Let $F_n$ be a Fermat number.

Let $m$ be divisor of $F_n$.

Let $n \ge 2$.

Then $m$ is in the form:

$k \, 2^{n + 2} + 1$


Proof

It is sufficient to prove the result for prime divisors.

The general argument for all divisors follows from the argument:

$\paren {a \, 2^c + 1} \paren {b \, 2^c + 1} = a b \, 2^{2 c} + \paren {a + b} \, 2^c + 1 = \paren {a b \, 2^c + a + b} \, 2^c + 1$

So the product of two factors of the form preserves that form.

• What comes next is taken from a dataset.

PR #3, opened 2019-02-15
Added packet.MarshalTo() and made packet.Marshal() faster

kixelated:
`packet.MarshalTo()` allows the caller to potentially avoid allocations. The `packet.MarshalSize()` method exists to inform the caller the size of the buffer we're expecting in order to prevent allocations.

Let $p$ be a prime divisor of $F_n = 2^{2^n} + 1$.

From Euler's Result:

$\exists q \in \Z: p = q \, 2^{n + 1} + 1$

Since $n \ge 2$, $q \, 2^{n + 1}$ is divisible by $2^{2 + 1} = 8$.

Hence:

$p \equiv 1 \pmod 8$


By Second Supplement to Law of Quadratic Reciprocity:

$\paren {\dfrac 2 p} = 1$

so $2$ is a quadratic residue modulo $p$.

Hence:

$\exists x \in \Z: x^2 = 2 \pmod p$

We have shown $2^{2^n} \equiv -1 \pmod p$ and $2^{2^{n + 1} } \equiv 1 \pmod p$.

By Congruence of Powers:

$x^{2^{n + 1} } \equiv 2^{2^n} \equiv -1 \pmod p$
$x^{2^{n + 2} } \equiv 2^{2^{n + 1}} \equiv 1 \pmod p$


From Integer to Power of Multiple of Order, the order of $x$ modulo $p$ divides $2^{n + 2}$ but not $2^{n + 1}$.

Therefore it must be $2^{n + 2}$.


Hence:

\(\displaystyle \exists k \in \Z: \ \ \) \(\displaystyle \map \phi p\) \(=\) \(\displaystyle k \, 2^{n + 2}\) Corollary to Integer to Power of Multiple of Order
\(\displaystyle p - 1\) \(=\) \(\displaystyle k \, 2^{n + 2}\) Euler Phi Function of Prime
\(\displaystyle p\) \(=\) \(\displaystyle k \, 2^{n + 2} + 1\)

$\blacksquare$


Historical Note

In $1747$, Leonhard Paul Euler proved that a divisor of a Fermat number $F_n$ is always in the form $k \, 2^{n + 1} + 1$.

This was later refined to $k \, 2^{n + 2} + 1$ by François Édouard Anatole Lucas.